▶ **Try it**
Word for word, transcribe the material below from its first line to the line with "Tiles which have", both included.

===

Issue #4345, opened 2017-03-01
Ensure tiles with a HTTP "Expires" header in the past don't cause an infinite loop


lucaswoj:
Tiles which have a HTTP `Expires` header in the past cause an infinite loop of requests. 

Our use of the `Expires` header as a trigger for a tile reload may be considered a violation of the HTTP spec:

> An expiration time cannot be used to force a user agent to refresh its display or reload a resource; its semantics apply only to caching mechanisms -- https://www.w3.org/Protocols/rfc2616/rfc2616-sec13.html#sec13.2.1

GL Native addressed this with https://github.com/mapbox/mapbox-gl-native/pull/4019

Issue #4252, opened 2017-02-10
Tiles flicker in Microsoft Edge


bcartmell:
In Microsoft Edge (tested on Windows 10 64-bit), map tiles flicker as if continuously being loaded/unloaded.  I observed this issue while working on my current project (proprietary).  However, while debugging, I noticed that the example at https://www.mapbox.com/mapbox-gl-js/example/satellite-map/ also demonstrates this behavior.  Copied example into JSbin (http://jsbin.com/dabulemife/edit?html,output), but I cannot reproduce the issue there.

**mapbox-gl-js version**: 0.32.1

### Steps to Trigger Behavior

 1.  load https://www.mapbox.com/mapbox-gl-js/example/satellite-map/
 2.  May need to pan and/or zoom
 3.  Observe tiles flickering

### Expected Behavior
  Tiles load and display cleanly

### Actual Behavior
  Tiles flicker as if continuously loading and unloading

jaapster:
I see the same thing happening every 60 secs. in other browsers in an app that we're building. Turns out "Cache Max-Age" was set at 60 seconds.

bcartmell:
Thanks for your insight Jaapster.  This seems to be fixed now.  I loaded the app in Edge again to check the headers that I get.  max-age is 43200 and s-maxage is 604800 and I can no longer reproduce the problem in my app or in the example map.

bcartmell:
Issue reappeared today.  cache-control valuse have not changed.

rgtaylor1989:
Having the same issue when cutting a raster on and off. In this example I have a button that turns the "aerials" off and on. The photo below is from edge. Those white tiles constantly flash and if you look at the network traffic to user, it is constantly trying to get the same raster tiles over and over again. Eventually it will make Edge unresponsive if you leave open network tab open because of the traffic it is creating.
 
![sample1](https://cloud.githubusercontent.com/assets/7094059/23236537/99ad8138-f927-11e6-87cf-8a801dcea7f0.png)

When reloading the page from this flashing state, the canvas never attempts to grab the vector tiles (according to the network tab under the console) and the webgl never populates even though map javascript loads. This might not be related to this issue though.

![sample2](https://cloud.githubusercontent.com/assets/7094059/23236919/257665ee-f929-11e6-95dc-35978eb73cd6.png)

bcartmell:
I've verified that this issue only occurs with cached tiles, disabling cache completely resolves it.

[...]

PR #4351, opened 2017-03-02
Handle for cases where tile returned from server is already

lbud:
Parity with https://github.com/mapbox/mapbox-gl-native/pull/4019 ; 
fixes https://github.com/mapbox/mapbox-gl-js/issues/4345 and https://github.com/mapbox/mapbox-gl-js/issues/4252.

This PR does the following:
* implements exponential backoff for retrying tile requests that are received with expiration times already in the past 
* disables crossfading on raster tiles that are refreshed from expiration refresh mechanisms (should fix flickering described in #4252)
* fixes bug wherein a tile was setting its expiration data before it had a `timeAdded` property, thus setting expiration incorrectly
* adds a `noRefreshOnExpiration` map option that disables refreshing-upon-tile-expiration mechanism altogether

cc @lucaswoj @anandthakker @jfirebaugh

### DIFF
--- a/src/render/draw_raster.js
+++ b/src/render/draw_raster.js
@@ -122,7 +122,13 @@ function getFadeValues(tile, parentTile, layer, transform) {
         // if no parent or parent is older, fade in; if parent is younger, fade out
         const fadeIn = !parentTile || Math.abs(parentTile.coord.z - idealZ) > Math.abs(tile.coord.z - idealZ);
 
-        const childOpacity = (fadeIn && tile.refreshedUponExpiration) ? 1 : util.clamp(fadeIn ? sinceTile : 1 - sinceParent, 0, 1);
+        const childOpacity = tile.refreshedUponExpiration ? 1 : util.clamp(fadeIn ? sinceTile : 1 - sinceParent, 0, 1);
+
+        // we don't crossfade tiles that were just refreshed upon expiring:
+        // once they're old enough to pass the crossfading threshold
+        // (fadeDuration), unset the `refreshedUponExpiration` flag so we don't
+        // incorrectly fail to crossfade them when zooming
+        if (tile.refreshedUponExpiration && sinceTile >= 1) tile.refreshedUponExpiration = false;
 
         if (parentTile) {
             return {
--- a/src/render/draw_raster.js
+++ b/src/render/draw_raster.js
@@ -122,7 +122,7 @@ function getFadeValues(tile, parentTile, layer, transform) {
         // if no parent or parent is older, fade in; if parent is younger, fade out
         const fadeIn = !parentTile || Math.abs(parentTile.coord.z - idealZ) > Math.abs(tile.coord.z - idealZ);
 
-        const childOpacity = util.clamp(fadeIn ? sinceTile : 1 - sinceParent, 0, 1);
+        const childOpacity = (fadeIn && tile.refreshedUponExpiration) ? 1 : util.clamp(fadeIn ? sinceTile : 1 - sinceParent, 0, 1);
 
         if (parentTile) {
             return {
--- a/src/source/tile.js
+++ b/src/source/tile.js
@@ -10,6 +10,8 @@ const featureFilter = require('../style-spec/feature_filter');
 const CollisionTile = require('../symbol/collision_tile');
 const CollisionBoxArray = require('../symbol/collision_box');
 
+const CLOCK_SKEW_RETRY_TIMEOUT = 30000;
+
 /**
  * A tile object is the combination of a Coordinate, which defines
  * its place, as well as a unique ID and data tracking for its content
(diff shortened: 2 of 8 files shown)


src/source/tile.js
```diff
@@ -29,7 +31,13 @@ class Tile {
         this.sourceMaxZoom = sourceMaxZoom;
         this.buckets = {};
         this.expires = null;
-        this.cacheControl = null;
+        this.expired = false;
```
anandthakker: On the theory that all time-based logic is horrible to edit/debug, could we rename `this.expires` to something like `this.expirationTime` and `this.expired` to `this.isExpired`?

src/source/tile.js
```diff
@@ -29,7 +31,13 @@ class Tile {
...
+
+        // Counts the number of times a response was already expired when
+        // received. We're using this to add a delay when making a new request
+        // so we don't have to keep retrying immediately in case of a server
+        // serving expired tiles.
+        this.expiredRequests = 0;
```
anandthakker: Similar to above... maybe rename to `expiredRequestCount`?

src/source/tile.js
```diff
@@ -195,18 +203,61 @@ class Tile {
...
+            const now = Date.now();
+
+            if (this.expires > now) {
+                this.expired = false;
+            } else if (!prior) {
+                this.expired = true;
+            } else if (this.expires < prior) {
+                // Expiring date is going backwards:
+                // fall back to exponential backoff
+                this.expired = true;
```
anandthakker: 😱

src/source/tile.js
```diff
@@ -195,18 +203,61 @@ class Tile {
...
+                } else {
+                    // Assume that either the client or the server clock is wrong and
+                    // try to interpolate a valid expiration date (from the client POV)
+                    // observing a minimum timeout.
+                    this.expires = now + Math.max(delta, CLOCK_SKEW_RETRY_TIMEOUT);
+
+                }
+            }
+
+            if (this.expired) {
```
anandthakker: Am I reading it right that  `this.expired` only used within this method?  If so, I think it'd be better as a local var.

test/unit/source/tile.test.js
```diff
@@ -191,12 +192,33 @@ test('expiring tiles', (t) => {
...
+        tile.timeAdded = Date.now();
+
+        tile.setExpiryData({
+            cacheControl: 'max-age=10'
+        });
+
+        const expiryTimeout = tile.getExpiryTimeout();
+        t.ok(expiryTimeout >= 8000 && expiryTimeout <= 10000, 'expiry timeout as expected when fresh');
+
+        tile.expiredRequests = 1;
```
anandthakker: I think it would be slightly more reliable if we used the public `tile.setExpiryData()` api here instead of directly setting `tile.expiredRequests`... is it feasible to do this (together with either `setTimeout` to get past the expiration time or else maybe by using Sinon to fake the current time)?

src/ui/map.js
```diff
@@ -54,7 +54,9 @@ const defaultOptions = {
 
     trackResize: true,
 
-    renderWorldCopies: true
+    renderWorldCopies: true,
+
+    noRefreshOnExpiration: false
```
anandthakker: I'm in favor of avoiding negatives in variable names when possible, as they can make conditional logic harder to read. (I may well have stole this idea/opinion from someone here, but not actually sure.) . Proposed alternative: `refreshExpiredTiles`, with a default value of `true`?

src/render/draw_raster.js
```diff
@@ -122,7 +122,7 @@ function getFadeValues(tile, parentTile, layer, transform) {
         // if no parent or parent is older, fade in; if parent is younger, fade out
         const fadeIn = !parentTile || Math.abs(parentTile.coord.z - idealZ) > Math.abs(tile.coord.z - idealZ);
 
-        const childOpacity = util.clamp(fadeIn ? sinceTile : 1 - sinceParent, 0, 1);
+        const childOpacity = (fadeIn && tile.refreshedUponExpiration) ? 1 : util.clamp(fadeIn ? sinceTile : 1 - sinceParent, 0, 1);
```
anandthakker: Is the reason it's okay to snap to 1 in the first branch here because, if we're fading _in_ and this is a refreshed tile, then (a) sinceTile will no longer reflect the time since "this" tile was first loaded, and (b) we're probably done crossfading from parent to child anyway?

This crossfading logic feels scary enough to edit that it might be nice to stick a comment in to this effect (or with the correct explanation if my guess is wrong)

src/ui/map.js
lbud: 👍

src/render/draw_raster.js
lbud: @anandthakker good question. TBH I can't tell you exactly how the tile fading logic works, _but_ you'd only want to bypass fading logic if a tile is fading in (because it fades in newly loaded tiles). That…may not be a good enough explanation. 🤔

lbud:
@anandthakker I updated the draw_raster part so that we unset the `refreshedUponExpiration` flag once a tile has crossed the time threshold for crossfading — feels a lot safer 👍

===

▶ **Your solution**
Issue #4345, opened 2017-03-01
Ensure tiles with a HTTP "Expires" header in the past don't cause an infinite loop


lucaswoj:
Tiles which have a HTTP `Expires` header in the past cause an infinite loop of requests. 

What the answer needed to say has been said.